By Peter Simkins

Osprey Publishing 2002 - ISBN 1 84176 347 0

96pp - Paperback - 50 b/w illustrations, 14 colour


The new Osprey 'Essential Histories' series was started in 2001 and hopes to evolve into a standard history of conflict. The first few releases were concerned largely with the American Civil War and Napoleonic period, but now we have the initial books for the First World War.

It is clear that this is a serious attempt by the publishers to produce some definitive publications, and with the fighting on the Western Front they have rightly chosen to break it up into two periods. This volume covers the years 1914-16, from the war of movement to the deadlock of trench war and the great attritional battles of Verdun and the Somme.

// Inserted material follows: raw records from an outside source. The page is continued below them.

PR #1371, opened 2023-06-16
Topiary integration as `nickel format`

vkleen:


cli/Cargo.toml
```diff
@@ -27,6 +28,11 @@ clap = { workspace = true, features = ["derive"] }
 serde = { workspace = true, features = ["derive"] }
 directories.workspace = true
 
+topiary = { workspace = true, optional = true}
+tree-sitter-nickel = { workspace = true, optional = true }
+tempfile.workspace = true
+thiserror.workspace = true
```
yannham, line 34: Why do we need to pull those dependencies non-optionally?

flake.nix
```diff
@@ -225,21 +227,24 @@
...
+              cargoExtraArgs = "${cargoBuildExtraArgs} ${extraBuildArgs} --package ${pname}";
             } // extraArgs);
         in
         rec {
           inherit cargoArtifacts;
           nickel-lang-core = buildPackage { pname = "nickel-lang-core"; };
-          nickel-lang-cli = buildPackage { pname = "nickel-lang-cli"; };
+          nickel-lang-cli = buildPackage {
+            pname = "nickel-lang-cli";
+            extraBuildArgs = "--features format";
```
yannham, line 246: Don't we want to disable it by default for this PR, until we figure out the static binary build story?

yannham (changes requested):
The structure of the CLI looks better like this :+1: I'm requesting changes to not forget to disable the format feature for now, until we figure out the static build story.

flake.nix
vkleen: We can keep it enabled for the normal CLI build, and just disable it for the static binary. That way at least `nix run github:tweag/nickel` gets the formatting feature.

cli/Cargo.toml
vkleen: Good catch. In fact, `thiserror` isn't used at all anymore and I've made `tempfile` optional.

flake.nix
yannham: Ah, what I understood as "principle of least surprise" from the last planning meeting was that the binary built/run from nix with the default command and the one provided as a static binary shouldn't differ, as you should expect as a user. I would vote for disabling everywhere for now, but just merge it, so that this PR doesn't drift away from the master branch.

aspiwack: It's what I meant. But I don't think you need to choose how you're going to handle it before you release.

vkleen: Alright, I've disabled the `format` feature for the nix build 👍

yannham (approved):

PR #1373, opened 2023-06-16
Add the record builder interface from tf-ncl

vkleen:


vkleen:
This will be part of #1475, and the version in that PR is updated for recent Nickel changes. Closing this one.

Actions such as Neuve Chapelle, Artois and Loos, often neglected in studies on this period, are also included, as is information on the French engagements.

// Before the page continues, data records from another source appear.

PR #1910, opened 2024-05-06
Implement pattern guards

yannham:
This PR implements pattern guards, which are side conditions that can be added to the branch of a match expression, following the pattern, to further constrain the matching. A guard is introduced by the (already existing) `if` keyword. For example:

```nickel
nickel> {list = std.array.generate std.function.id 20}
|> match {
  {list} if std.array.length list > 10 => 'Big,
  {list} if list == [] => 'Empty,
  {list} => 'Small
}
'Big

nickel>
```

The compilation is rather straightforward, as a pattern is already compiled to a tree of if-then-else while also building the bindings introduced by pattern variables. After all the conditions coming from the pattern have been tested, we just additionally check for the guard (injecting the bindings in the condition since the guard can - and most often does - use variables bound by the pattern).

I expect this feature to be particularly nice for writing custom contracts, which are currently in practice sizeable nested if-then-else trees, which could hopefully be aggressively flattened with patterns and guards.

### DIFF
--- a/core/src/term/pattern/compile.rs
+++ b/core/src/term/pattern/compile.rs
@@ -668,11 +668,15 @@ impl Compile for MatchData {
     //      # this primop evaluates body with an environment extended with bindings_id
     //      %pattern_branch% body bindings_id
     fn compile(mut self, value: RichTerm, pos: TermPos) -> RichTerm {
-        if self.branches.iter().all(|MatchBranch { pattern, .. }| {
+        if self.branches.iter().all(|branch| {
+            // While we could get something working even with a guard, it's a bit more work and
+            // there's no current incentive to do so (a guard on a tags-only match is arguably less
+            // common, as such patterns don't bind any variable). For the time being, we just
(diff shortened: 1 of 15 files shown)


core/src/term/pattern/compile.rs
```diff
@@ -668,23 +668,28 @@ impl Compile for MatchData {
     //      # this primop evaluates body with an environment extended with bindings_id
     //      %pattern_branch% body bindings_id
     fn compile(mut self, value: RichTerm, pos: TermPos) -> RichTerm {
-        if self.branches.iter().all(|(pat, _)| {
```
jneem, line 671: For the TagsOnlyMatch optimization, don't you also need to check that there are no guards?

yannham: Ah, you're right (although we could still first do the hashmap access and then check the guard, but it's out of scope for this PR and also probably much less useful/common). Thanks

jneem (approved):

PR #1912, opened 2024-05-07
Implement array patterns

yannham:
Depends on #1910.

This commit adds a new class of patterns: array patterns. This is a natural extension, both syntactically and semantically, of existing data structure patterns in Nickel (in particular of records). Similarly, arrays pattern can also capture the rest of the pattern (the tail of the array that hasn't been matched yet) and bind it to a variable.


core/src/typecheck/pattern.rs
```diff
@@ -222,13 +223,6 @@ pub(super) trait PatternTypes {
     ) -> Result<Self::PatType, TypecheckError>;
 }
 
-/// Builds the type associated to a record pattern. When matching a value against a pattern in a
-/// statically typed code, for example in a let destructuring or via a match expression, the type
-/// of the value will be checked against the type generated by `build_pattern_type`.
-///
-/// The type of each "leaf" identifier will be assigned based on the `mode` argument. The current
-/// possibilities are for each leaf to have type `Dyn`, to use an explicit type annotation, or to
-/// be assigned a fresh unification variable.
```
yannham, line 231: This was somehow redundant with the documentation of the trait itself, and had not much to do here, attached to a specific implementation.

jneem (approved):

The author, Peter Simkins, was for many years the Historian at the Imperial War Museum; he will be well known in WW1 circles. Here he has provided us with one of the most readable, concise and objective accounts of this period hitherto in print. This is not a sensationalist book, as many have been of late, and the 'Lions Led by Donkeys' brigade will find nothing to placate them here. Instead Simkins has constructed the truth of the trench war, and rightly outlined the start of the 'learning curve' which began during the bitter struggle on the Somme in 1916. The period is also examined from the point of view of a private in the East Yorks, using his trench diary, and a young middle-class Quaker in the Women's Volunteer Reserve.

This finely produced book is backed up with a number of good illustrations, and excellent colour maps showing some of the key battlefields; the ones for Neuve Chapelle, Loos and the Somme even showing unit dispositions.

This is an approach I personally welcome, and look forward to future volumes. Highly recommend.